Pseudo-spectral optimization and model predictive control of vehicle shift process with dual clutch transmission

Abstract

To improve the shift quality of dual clutch transmission (DCT) vehicles and reduce the jerk and sliding friction in the shift process, a real-time planning of clutch optimal engagement trajectory and control method in the shift process is proposed. This method combines pseudo-spectral optimization, machine learning, and model predictive control. First, considering the jerk, sliding friction work, and shift time as the optimization indices, the adaptive pseudo-spectral method is employed to optimize the engagement trajectory of the clutch during the shift process. Based on the optimal trajectory data set, a gradient boosting decision tree-based real-time planning method for the clutch target engagement trajectory is proposed. Second, a model predictive control strategy for the shift process is proposed based on the DCT system model to track the optimal target trajectory in real-time.
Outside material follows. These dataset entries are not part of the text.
PR #729, opened 2026-08-17
Remove dotnet skip for retry-clustering tests

RichardIrons-neo4j:
Fixes DRIVERS-511

Removes the three hardcoded dotnet skips ("Behaves strange") from `test_retry_clustering.py`. The rewritten .NET testkit backend handles the retryable-negative flow correctly, and all three tests pass against it (verified locally against the rewrite at its current head).

neo4j/neo4j-dotnet-driver#957 has now merged, so this PR is now safe to merge too.


AndyHeap-NeoTech (approved):

AndyHeap-NeoTech (approved):
Looks good to me.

Simulations and experiments reveal that the proposed target engagement trajectory planning method can plan the clutch target engagement trajectory for various accelerator pedal openings and initial clutch speed states in real-time, and the proposed model predictive control method can accurately track the target trajectory. Compared with the original vehicle strategy, under 35% and 65% accelerator pedal opening, the maximum absolute value of jerk produced by the proposed strategy was reduced by 31.06% and 31.46%, respectively, and the sliding friction work was reduced by 22.87% and 23.24%, respectively. The shift times of the proposed strategy under 35% and 65% accelerator pedal openings were 19.12% and 20.69% lower than that of the original vehicle strategy, respectively.